Amantidine (Symmetral) is a drug that can be helpful in Parkinson’s disease therapy. Amantidine is thought to help promote dopamine-containing neurons to more easily release their dopamine thereby helping to alleviate Parkinson symptoms. This however is still a matter of dispute. Amantidine is generally safe to use and is commonly started early in the course of treatment of Parkinson’s disease. Generally, it loses its effectiveness over a few months, although some patients continue to get lasting benefit.
A class of drugs known as “anticholinergics” is frequently used in combination with L-dopa therapy. Acetylcholine is a major neurotransmitter in the brain. Dopamine helps to suppress the effects of acetylcholine. Since there is a brain dopamine deficiency in Parkinson patients, the effects of acetylcholine become more pronounced. The use of anticholinergic compounds can help to control the effects of acetylcholine. Anticholinergics may help to relieve the tremor, rigidity, excessive salivation and sweating that Parkinson patients experience. The anticholinergics can have significant side effects including dry mouth, blurred vision, constipation, difficulty urinating, hallucinations, forgetfulness and confusion. The two most commonly used anticholinergic drugs are trihexyphenidyl (Artane) and benztropine mesylate (Cogentin.)
Selegiline (Eldepryl) is a selective monoamine oxidase-B (MAO-B) inhibitor. Dopamine is broken down (metabolized) in the brain by MAO-B. Selegiline can be used for enhancing the effect of L-dopa by slowing the metabolism of dopamine. This has the effect of raising brain dopamine levels. By doing so, the total daily dosage of L-dopa can frequently be reduced. This, in combination with a dopamine agonist and/or Comtan, can reduce or eliminate some of the troublesome side effects seen with higher doses of L-dopa such as confusion, dyskinesias and dystonias. It can also help by smoothing out end-of-dose phenomenon and on-off episodes. The MAO-B inhibitors can occasionally be effective as a first line treatment in early Parkinson’s disease. Newer MAO-B inhibitors are being developed. Zelepar is a newly developed, faster acting form of selegiline. The tablet dissolves rapidly in the mouth and is absorbed through the oral tissues, bypassing stomach adsorption.
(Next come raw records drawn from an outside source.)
PR #650, opened 2018-11-29
Add data attributes to select component

andysellick:
Adds the ability to pass arbitrary data attributes to the select component, that will be applied to the individual options.

---

Component guide for this PR:
https://govuk-publishing-compon-pr-650.herokuapp.com/component-guide/select
Trello card: https://trello.com/c/CF6DmPXk/137-add-sorting-to-the-news-and-communications-finder

### DIFF
--- a/app/views/govuk_publishing_components/components/_select.html.erb
+++ b/app/views/govuk_publishing_components/components/_select.html.erb
@@ -2,6 +2,8 @@
   options ||= []
   id ||= false
   label ||= false
+
+  select_helper = GovukPublishingComponents::Presenters::SelectHelper.new(options)
 %>
 <% if options.any? && id && label %>
   <div class="govuk-form-group gem-c-select">
@@ -9,9 +11,7 @@
       <%= label %>
     </label>
     <select class="govuk-select" id="<%= id %>" name="<%= id %>">
-      <% options.each do |option| %>
-        <option value="<%= option[:value] %>" <% if option[:selected] %>selected<% end %>><%= option[:text] %></option>
-      <% end %>
+      <%= options_for_select(select_helper.option_markup, select_helper.selected_option) %>
     </select>
   </div>
 <% end %>
--- a/lib/govuk_publishing_components/presenters/select.rb
+++ b/lib/govuk_publishing_components/presenters/select.rb
@@ -1,0 +1,38 @@
+module GovukPublishingComponents
+  module Presenters
+    class SelectHelper
+      attr_reader :options, :option_markup, :selected_option
+
+      def initialize(options)
+        @options = options
+        @option_markup = get_options
+      end
+
+    private
+
+      def get_options
+        return if options.nil?
+
+        options.map { |option|
+          @selected_option = option[:value] if option[:selected]
+          [
+            option[:text],
+            option[:value],
+            options_data_attribute(option[:data_attributes])
+          ]
+        }
+      end
+
+      def options_data_attribute(attributes)
+        return {} if attributes.nil?
+
+        attrs = {}
+        attributes.each do |key, value|
+          key_name = "data-#{key.to_s.split('_').join('-')}"
+          attrs[key_name] = value.is_a?(Hash) ? value.to_json : value
+        end
+        attrs
+      end
+    end
+  end
+end
--- a/app/views/govuk_publishing_components/components/docs/select.yml
+++ b/app/views/govuk_publishing_components/components/docs/select.yml
@@ -22,7 +22,7 @@ examples:
   with_preselect:
     data:
       id: 'dropdown2'
-      label: 'My Dropdown'
+      label: 'Option 2 preselected'
       options:
       - text: 'Option one'
         value: 'option1'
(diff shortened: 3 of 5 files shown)


lib/govuk_publishing_components/presenters/select.rb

Azilect (Rasagiline) is the newest MAO-B inhibitor approved by the FDA for clinical use beginning August 2006. Azilect has been shown in studies to be of significantly better benefit, even when used as initial therapy for Parkinson disease, over selegiline. For patients taking Azilect, they must be made aware of the potential for Serotonin Syndrome. This condition may present clinically as a wide range of clinical symptoms. Mild symptoms may consist of rapid heart rate, sweating, twitching or increased tremor. More severe symptoms can include marked blood pressure elevation and body temperature elevations 102-104°. In the most severe cases, patients may go into shock. Fortunately, Serotonin Syndrome is very rare.